The shape of the second base material 22 may be a shape having a surface for supporting the bonding film 3, as in the case of the first base material 21. For example, a plate shape (layer shape) or a block shape (block shape) Shape), rod shape, and the like.
In the present embodiment, as shown in FIGS. 1 and 2, the second base material 22 has a plate shape (film shape). In this case, the average thickness of the second base material 22 is not particularly limited, but is preferably about 0.01 to 10 mm, and more preferably about 0.1 to 3 mm.

[3-2] Next, as shown in FIG. 1C, the second substrate 22 is subjected to a hydroxyl group introduction treatment for introducing hydroxyl groups onto the surface thereof.
By performing this treatment and introducing a hydroxyl group into the bonding surface 24 of the second base material 22, the bonding film 3 formed on the first base material 21 and the second base are formed in this step [5]. When these are superposed so that the bonding surface 24 of the material 22 is in contact, the hydroxyl groups present on the surface 32 of the bonding film 3 and the hydroxyl groups present on the bonding surface 24 of the second substrate 22 are hydrogenated. The bonds attract each other and an attractive force is generated between the hydroxyl groups.

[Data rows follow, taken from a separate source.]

PR #347, opened 2020-04-05
Allow Custom ORMPurger

kissifrot:
https://github.com/doctrine/DoctrineFixturesBundle/pull/307 on Bundle-side allowed to create custom Purger, however an instance of ORMPurger is needed.
This PR allows a new ORMPurgerInterface to be used instead.

### DIFF
--- a/lib/Doctrine/Common/DataFixtures/Purger/ORMPurgerInterface.php
+++ b/lib/Doctrine/Common/DataFixtures/Purger/ORMPurgerInterface.php
@@ -1,0 +1,20 @@
+<?php
+
+declare(strict_types=1);
+
+namespace Doctrine\Common\DataFixtures\Purger;
+
+use Doctrine\ORM\EntityManagerInterface;
+
+/**
+ * ORMPurgerInterface
+ */
+interface ORMPurgerInterface
+{
+    /**
+     * Set the EntityManagerInterface instance this purger instance should use.
+     *
+     * @return void
+     */
+    public function setEntityManager(EntityManagerInterface $em);
+}
--- a/lib/Doctrine/Common/DataFixtures/Purger/ORMPurgerInterface.php
+++ b/lib/Doctrine/Common/DataFixtures/Purger/ORMPurgerInterface.php
@@ -9,7 +9,7 @@ use Doctrine\ORM\EntityManagerInterface;
 /**
  * ORMPurgerInterface
  */
-interface ORMPurgerInterface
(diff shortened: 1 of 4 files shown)


lib/Doctrine/Common/DataFixtures/Purger/ORMPurgerInterface.php
```diff
@@ -0,0 +1,20 @@
...
+declare(strict_types=1);
+
+namespace Doctrine\Common\DataFixtures\Purger;
+
+use Doctrine\ORM\EntityManagerInterface;
+
+/**
+ * ORMPurgerInterface
+ */
+interface ORMPurgerInterface
```
alcaeus, line 12: I believe this should extend `PurgerInterface`, as `AbstractExecutor` expects the `purger` to be an instance of `PurgerInterface`, which is not guaranteed with the changes as is: https://github.com/doctrine/data-fixtures/blob/265b209150ce6bfa22c3825bfcd512f5b5c32d3b/lib/Doctrine/Common/DataFixtures/Executor/AbstractExecutor.php#L26.

```suggestion
interface ORMPurgerInterface extends PurgerInterface
```

alcaeus (changes requested):

lib/Doctrine/Common/DataFixtures/Purger/ORMPurgerInterface.php
kissifrot: That's right, thanks, forgot to add it ^^

kissifrot:
@alcaeus However CI cries about Interface suffix, however all other interfaces are sufixed, what ashould I do?

alcaeus:
Since we can't rename the `ORMPurger` class, it's fine to add another exception for the new `ORMPurgerInterface` in phpcs.xml.dist: https://github.com/doctrine/data-fixtures/blob/265b209150ce6bfa22c3825bfcd512f5b5c32d3b/phpcs.xml.dist#L42.

kissifrot:
> 
> 
> Since we can't rename the `ORMPurger` class, it's fine to add another exception for the new `ORMPurgerInterface` in phpcs.xml.dist:
> 
> https://github.com/doctrine/data-fixtures/blob/265b209150ce6bfa22c3825bfcd512f5b5c32d3b/phpcs.xml.dist#L42

Done :)

alcaeus (approved):

alcaeus:
Thanks @kissifrot!

PR #348, opened 2020-05-25
Allow Php 8

greg0ire:


greg0ire:
Should we wait for mongoDB on this one?

alcaeus:
`ignore-platform-reqs` won't get you far, as it will still fail because of the missing MongoDB extension. Let's allow others to test this library against PHP 8 (since its main functionality is not based on MongoDB), then work on getting our own tests stable.

PR #349, opened 2020-06-25
Allows both doctrine/common 3.x & doctrine/persistence 2.x

fruitwasp:
|      Q       |   A
|------------- | -----------
| Type         | improvement
| BC Break     | yes
| Fixed issues |

#### Summary

- Allows doctrine/common 3.x & doctrine/persistence 2.x
- Bumps 2.x of doctrine/common to 2.13 [because of release notes](https://github.com/doctrine/common/releases/tag/3.0.0)

Thoughts?

### DIFF
--- a/composer.json
+++ b/composer.json
@@ -15,8 +15,8 @@
     ],
     "require": {
         "php": "^7.2 || ^8.0",
-        "doctrine/common": "^2.11",
-        "doctrine/persistence": "^1.3.3"
+        "doctrine/common": "^2.13|^3.0",
+        "doctrine/persistence": "^1.3.3|^2.0"
     },
     "conflict": {
         "doctrine/phpcr-odm": "<1.3.0"
--- a/lib/Doctrine/Common/DataFixtures/ProxyReferenceRepository.php
+++ b/lib/Doctrine/Common/DataFixtures/ProxyReferenceRepository.php
@@ -4,8 +4,6 @@ declare(strict_types=1);
 
 namespace Doctrine\Common\DataFixtures;
 
-use Doctrine\Common\Util\ClassUtils;
-use Doctrine\Common\Version;
 use function file_exists;
 use function file_get_contents;
 use function file_put_contents;
@@ -31,10 +29,6 @@ class ProxyReferenceRepository extends ReferenceRepository
      */
     protected function getRealClass($className)
     {
-        if (Version::compare('2.2.0') <= 0) {
-            return ClassUtils::getRealClass($className);
-        }
-
         if (substr($className, -5) === 'Proxy') {
             return substr($className, 0, -5);
         }


greg0ire:
> Thoughts?

I think I already expressed them in another of your PRs, but IMO you should start contributing a maximum of things to the stable branch first. This applies to allowing common 3 and persistence 2 I think.

fruitwasp:
what about allowing doctrine/mongodb-odm 2.1.x? Required to allow doctrine/persistence 2.x (see [https://github.com/doctrine/mongodb-odm/pull/2204](https://github.com/doctrine/mongodb-odm/pull/2204)

Ok to drop doctrine/mongodb-odm 1.x too?

greg0ire:
> what about allowing doctrine/mongodb-odm 2.1.x?

If both versions can be handled by a single version of data-fixtures, why not?

garak:
Related PR in mongodb-odm has been merged

composer.json
```diff
@@ -15,29 +15,27 @@
...
     "suggest": {
-        "alcaeus/mongo-php-adapter": "For using MongoDB ODM with PHP 7",
         "doctrine/mongodb-odm": "For loading MongoDB ODM fixtures",
         "doctrine/orm": "For loading ORM fixtures",
         "doctrine/phpcr-odm": "For loading PHPCR ODM fixtures"
     },
     "config": {
         "platform": {
-            "ext-mongo": "1.6.16"
+            "ext-mongodb": "1.6.0"
```
alcaeus, line 38: This can be dropped once you're no longer using mongo-php-adapter.

composer.json
```diff
@@ -15,29 +15,27 @@
     ],
     "require": {
         "php": "^7.2",
-        "doctrine/common": "^2.11",
-        "doctrine/persistence": "^1.3.3"
+        "doctrine/common": "^2.13 | ^3.0",
+        "doctrine/persistence": "^2.0"
```
alcaeus, line 19: This library should not switch to 2.0, but rather `^1.3 | ^2`.

lib/Doctrine/Common/DataFixtures/Executor/AbstractExecutor.php
```diff
@@ -140,5 +139,3 @@ public function purge()
      */
     abstract public function execute(array $fixtures, $append = false);
 }
-
-interface_exists(ObjectManager::class);
```
alcaeus, line 144: IIRC the compatibility layer has to stay, care to weigh in @greg0ire?

tests/Doctrine/Tests/Common/DataFixtures/Purger/MongoDBPurgerTest.php
```diff
@@ -31,10 +32,12 @@ private function getDocumentManager()
...
         $config->setHydratorNamespace('Hydrators');
         $config->setMetadataDriverImpl(AnnotationDriver::create(dirname(__DIR__) . '/TestDocument'));
-        AnnotationDriver::registerAnnotationClasses();
 
         $dm = DocumentManager::create(null, $config);
-        if (! $dm->getConnection()->connect()) {
+
+        try {
+            $dm->getClient()->listDatabases();
+        } catch (ConnectionTimeoutException $exception) {
```
alcaeus, line 40: 👍

lib/Doctrine/Common/DataFixtures/Executor/AbstractExecutor.php
stof: if you keep support for doctrine/persistence 1.x (which has the class name BC layer), yes

fruitwasp:
tests seem to fail on registering annotations. The previously used `AnnotationDriver::registerAnnotationClasses` does no longer exist? Anyone got an idea on how to proceed?

greg0ire:
The error message says it  `Call to undefined method MongoDB\Collection::getIndexInfo()`, how do does this relate with registering annotations?

fruitwasp:
Targets the 1.4.x stable branch now. Will bump doctrine/mongodb-odm in another pull request

greg0ire (approved):

composer.json
```diff
@@ -15,8 +15,8 @@
     ],
     "require": {
         "php": "^7.2 || ^8.0",
-        "doctrine/common": "^2.11",
-        "doctrine/persistence": "^1.3.3"
+        "doctrine/common": "^2.13|^3.0",
+        "doctrine/persistence": "^1.3.3|^2.0"
```
SenseException, line 19: It looks like none of the builds is installing versions fitting to the version constraints `^3.0` and `^2.0`. How can we be sure that the newer versions will work too?

greg0ire: How can they be newer? 3 and 2 are the latest versions…

fruitwasp: Both doctrine/common 3 and doctrine/persistence 2 will not install on dev, because of [doctrine/mongodb-odm](https://github.com/doctrine/mongodb-odm) 1.3.x (latest version is 2.1.x) not having support for doctrine/common 3.

A few options:
1. Add support for doctrine/mongodb-odm 2.x & drop support for doctrine/mongodb-odm 1.3.x in this pull request. They don't go together nicely (tried to in a previous version of this pull request)
2. After this pull request is merged upstream, go for the first option but on the dev branch instead.
2. Replace doctrine/common in doctrine/mongodb-odm 1.3.x with the new doctrine packages like done in 2.x](https://github.com/doctrine/mongodb-odm/commit/21501c42aa50578f2cbc494a55ec4cb2995f20c1) [could something like this?](https://github.com/doctrine/data-fixtures/commit/b528aa964b5965d958f0f533df2ed611520dad5c)

greg0ire: Option 3 sounds best, can you manage that?

fruitwasp: Worth a try ;)

Quite the task tho. A little help would be nice. Several classes (1) are no longer available due to the removal of doctrine/common. They will have to be replaced in a way, for which I've found docs https://www.doctrine-project.org/2018/07/12/common-2-9-and-dbal-2-8-and-orm-2-6-2.html

For example, to get proxying to work, we'll have to backport changes like https://github.com/doctrine/mongodb-odm/pull/1875 This results in BC breaks, which I don't think is acceptable on this stable branch.

(1) Classes no longer available;
```
Doctrine\Common\Proxy\AbstractProxyFactory
Doctrine\Common\Proxy\ProxyDefinition
Doctrine\Common\Proxy\ProxyGenerator
Doctrine\Common\Util\ClassUtils
Doctrine\Common\Util\Debug
Doctrine\Common\Proxy\Proxy
```

Will give supporting both doctrine/mongodb-odm 1.x & 2.x another try too at the end of the week.

greg0ire: The classes above are still available in common v3. Why not upgrade to common 3 and replacement packages in v1 of `doctrine/mongodb-odm`?

greg0ire: Also, I think there is another solution: allow `doctrine/mongodb-odm` v2 as a dev dependency of this package… I'm not sure why it isn't the case yet, any idea @alcaeus @malarzm ?

greg0ire: @fruitwasp after taking a deeper look to this, I think option 1 might be best in fact… Apparently `doctrine/mongodb-odm` is just a dev dependency, which means people can already install v2 alongside doctrine fixtures

weaverryan:
Hi!

Giving this a gentle bump :). This library (and DoctrineFixturesBundle) is no longer installable out-of-the-box on Symfony 5 apps:

```
composer create-project symfony/skeleton testing_data_fixtures
cd testing_data_fixtures
# will lock doctrine/common on v3
composer require doctrine/doctrine-bundle doctrine/orm

# this will fail because we're locked at doctrine/common v3
composer require doctrine/data-fixtures
```

It looks like there is a MongoDB issue that we're still checking into? Is that all? 

Thanks!

greg0ire:
> It looks like there is a MongoDB issue that we're still checking into? Is that all?

I think this package needs to be made compatible with `doctrine/mongodb-odm` 2, yeah. When that's done, then the contents of this PR should be enough to fix the issue.

alcaeus:
@greg0ire see https://github.com/doctrine/data-fixtures/pull/351.

composer.json
SenseException: With data-fixtures as a dependency in a project, its require-dev parts won't be affected by a v2 constraint. Suggestion 2 would be possible.

greg0ire:
#351 has been merged, let's trigger a new build

composer.json
greg0ire: @SenseException now that #351 is merged, we have the prefer lowest build that uses 1 and 2, while all other builds use 2 and 3.

greg0ire (approved):

fruitwasp:
Looks like doctrine/common 3 & /persistence have been installed in the builds. Great work!

alcaeus (approved):

greg0ire:
Thanks @fruitwasp !

PR #352, opened 2020-10-01
Compatibility with recent PHPUnit (8)

DavidPrevot:


SenseException:
The current Composer constraint keeps the PHPUnit version to 7.x.

DavidPrevot:
I don’t believe this improvement is incompatible with PHPUnit 7 (the tests run in travis seem to match that belief).

SenseException:
True, it isn't incompatible, but currently not necessary. The minimum supported PHP version of this project is 7.2 though, so you can make a whole PHPUnit update of your PR to version 8 instead of just introducing one return type. You would contribute much more value to the project with it.

While at it, you can also introduce ` : void` to the test methods and add other return types and typed properties to the methods of test classes.

Please also follow the Doctrine coding style: `There must be exactly 1 whitespace between closing parenthesis and return type colon.`. The build of your PR failed because of this.

greg0ire:
Fixed in https://github.com/doctrine/data-fixtures/commit/5e5b0708013d6726ed0e996b116746458b610231

PR #353, opened 2020-12-04
Migrate from Travis CI to GitHub Actions

nicwortel:
Travis CI builds are no longer working, so in order to have CI builds again this repository has to be migrated to GitHub Actions.

Also see https://github.com/orgs/doctrine/projects/7#card-50248167, https://github.com/doctrine/event-manager/pull/34.


nicwortel:
Removing draft status to see if that triggers the build.

greg0ire:
I think at least one Github Action must exist before they can appear, let me set one up real quick.

nicwortel:
Ah, I didn't know that! Thanks 🙂

.github/workflows/continuous-integration.yml
```diff
@@ -0,0 +1,95 @@
...
+          ini-values: "zend.assertions=1"
+
+      - name: "Cache dependencies installed with composer"
+        uses: "actions/cache@v2"
+        with:
+          path: "~/.composer/cache"
+          key: "php-${{ matrix.php-version }}-composer-locked-${{ hashFiles('composer.lock') }}"
+          restore-keys: "php-${{ matrix.php-version }}-composer-locked-"
+
+      - name: "Install dependencies with composer"
```
nicwortel, line 60: I found this more readable than manually composing Composer commands with and without `--prefer-lowest`, [as is done in doctrine/orm](https://github.com/doctrine/orm/blob/242cf1a33df1b8bc5e1b86c3ebd01db07851c833/.github/workflows/continuous-integration.yml#L49-L55) for instance. What do you think?

.github/workflows/continuous-integration.yml
```diff
@@ -0,0 +1,95 @@
...
+        uses: "ramsey/composer-install@v1"
+        with:
+          dependency-versions: "${{ matrix.dependencies }}"
```
nicwortel, line 63: I found this more readable than manually composing Composer commands with and without `--prefer-lowest`, [as is done in doctrine/orm](https://github.com/doctrine/orm/blob/242cf1a33df1b8bc5e1b86c3ebd01db07851c833/.github/workflows/continuous-integration.yml#L49-L55) for instance. What do you think?

greg0ire: I think it looks great, didn't know about that action!
The README says

> It installs your Composer dependencies and caches them for improved build times.

Does that mean the cache step should be removed?

nicwortel:
I decided to introduce PHPStan in a separate PR, as this project hasn't been analysed with PHPStan yet and results in errors even on level 0. Some of these errors appear to be solvable by installing `doctrine/phpcr-odm` as a dev-dependency, but I think the amount of changes required is high enough to justify a separate PR.

.github/workflows/continuous-integration.yml
greg0ire: > There is no need to set up a separate caching step since ramsey/composer-install handles this for you.

It clearly needs to be removed.

greg0ire:
The goal of this PR should be to reproduce what's currently done on Travis so that entirely fine 👍

.github/workflows/continuous-integration.yml
```diff
@@ -0,0 +1,95 @@
...
+          coverage: "xdebug"
+          ini-values: "zend.assertions=1"
+
+      - name: "Cache dependencies installed with composer"
+        uses: "actions/cache@v2"
+        with:
+          path: "~/.composer/cache"
+          key: "php-${{ matrix.php-version }}-composer-locked-${{ hashFiles('composer.lock') }}"
+          restore-keys: "php-${{ matrix.php-version }}-composer-locked-"
+
```
greg0ire, line 59:
```suggestion
```

.github/workflows/continuous-integration.yml
greg0ire: Please open a PR against https://github.com/doctrine/.github/ so that we can discuss this at the org-wide level. Please link add a link to this PR to demonstrate how much it improves the situation.

nicwortel: Nice, I missed that!

If you like, I can use this action in all workflows in this and subsequent PRs.

nicwortel: > Please open a PR against https://github.com/doctrine/.github/ so that we can discuss this at the org-wide level. Please link add a link to this PR to demonstrate how much it improves the situation.

Done: https://github.com/doctrine/.github/pull/16

.github/workflows/continuous-integration.yml
```diff
@@ -0,0 +1,89 @@
...
+      - name: "Install PHP with Xdebug"
+        uses: "shivammathur/setup-php@v2"
+        with:
+          php-version: "${{ matrix.php-version }}"
+          extensions: "mongodb, sqlite3"
+          coverage: "xdebug"
+          ini-values: "zend.assertions=1"
+
+        # Includes caching of dependencies
```
nicwortel, line 53: Do you think this is a useful comment, or should I remove it?

.github/workflows/continuous-integration.yml
greg0ire: > If you like, I can use this action in all workflows in this and subsequent PRs.

I would like that, but let's see if the others would like that too.

.github/workflows/continuous-integration.yml
greg0ire: I think it can safely be removed.

.github/workflows/continuous-integration.yml
nicwortel: Resolving as https://github.com/doctrine/.github/pull/16 has been approved.

.github/workflows/continuous-integration.yml
```diff
@@ -0,0 +1,88 @@
...
+        uses: "actions/checkout@v2"
+        with:
+          fetch-depth: 2
+
+      - name: "Install PHP with Xdebug"
+        uses: "shivammathur/setup-php@v2"
+        with:
+          php-version: "${{ matrix.php-version }}"
+          extensions: "mongodb, sqlite3"
+          coverage: "xdebug"
```
greg0ire, line 50:
```suggestion
          coverage: "pcov"
```

.github/workflows/continuous-integration.yml
```diff
@@ -0,0 +1,88 @@
...
+          - php-version: "7.2"
+            dependencies: "lowest"
+
+    steps:
+      - name: "Checkout"
+        uses: "actions/checkout@v2"
+        with:
+          fetch-depth: 2
+
+      - name: "Install PHP with Xdebug"
```
greg0ire, line 45:
```suggestion
      - name: "Install PHP"
```

greg0ire:
The PHPUnit constraint should be updated to `^8.0` so that we can use PCOV

nicwortel:
@greg0ire the build fails after applying your suggestion, I believe PCOV is only supported by PHPUnit 8 and higher.

tests/Doctrine/Tests/Common/DataFixtures/ProxyReferenceRepositoryTest.php
```diff
@@ -22,7 +22,7 @@ class ProxyReferenceRepositoryTest extends BaseTest
     public const TEST_ENTITY_ROLE = Role::class;
     public const TEST_ENTITY_LINK = Link::class;
 
-    public static function setUpBeforeClass()
+    public static function setUpBeforeClass(): void
```
greg0ire, line 25:
```suggestion
    public static function setUpBeforeClass() : void
```

greg0ire:
> I'll have to upgrade PHPUnit and add return types to some methods.

That was not a lot of methods, luckily :)

greg0ire:
I think we're good code-wise. Some commits look like they can be fixed up into previous ones (for instance the XDebug to PCOV one), can you please take a look?

nicwortel:
> I think we're good code-wise. Some commits look like they can be fixed up into previous ones (for instance the XDebug to PCOV one), can you please take a look?

I've rebased the branch and merged some commits together.

greg0ire (approved):

greg0ire:
Thanks again @nicwortel ! Great job!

It is inferred that the first base material 21 and the second base material 22 are joined by this attractive force.

However, according to the study of the present inventor, when the second base material 22 is composed of an aramid resin as a main material, a hydroxyl group is simply introduced into the surface of the second base material 22. Then, it has been found that the bonding strength between the first base material 21 and the second base material 22 cannot be improved, and peeling occurs at the contact surface between the bonding film 3 and the second base material 22. .
Then, as a result of further earnest studies, the present inventor brought the above-mentioned problem by bringing a polar solvent into contact with the surface of the second substrate 22 after the hydroxyl group introduction treatment to the surface of the second substrate 22. The present inventors have found that the points can be eliminated and have completed the present invention.
In addition, the process of making a polar solvent contact the surface of this 2nd base material 22 is demonstrated in following process [3-3].

  The hydroxyl group introduction treatment is not particularly limited. For example, plasma treatment using oxygen plasma, nitrogen plasma, etc., corona discharge treatment, electron beam irradiation treatment, ultraviolet irradiation treatment, ozone exposure treatment, or a combination thereof. Among them, it is preferable to use at least one of plasma treatment and corona discharge treatment. According to the plasma treatment or the corona discharge treatment, a hydroxyl group can be selectively introduced from the surface of the second substrate 22.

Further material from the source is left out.